Start of Given entries
PR #79, opened 2020-11-11
[FIZZ-131] Sync user activities

lalrg:


bradbanister (approved):
Code looks good, passed testing.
End of Given entries
With nothing left out, return each entry exactly.

PR #79, opened 2020-11-11
[FIZZ-131] Sync user activities

lalrg:


bradbanister (approved):
Code looks good, passed testing.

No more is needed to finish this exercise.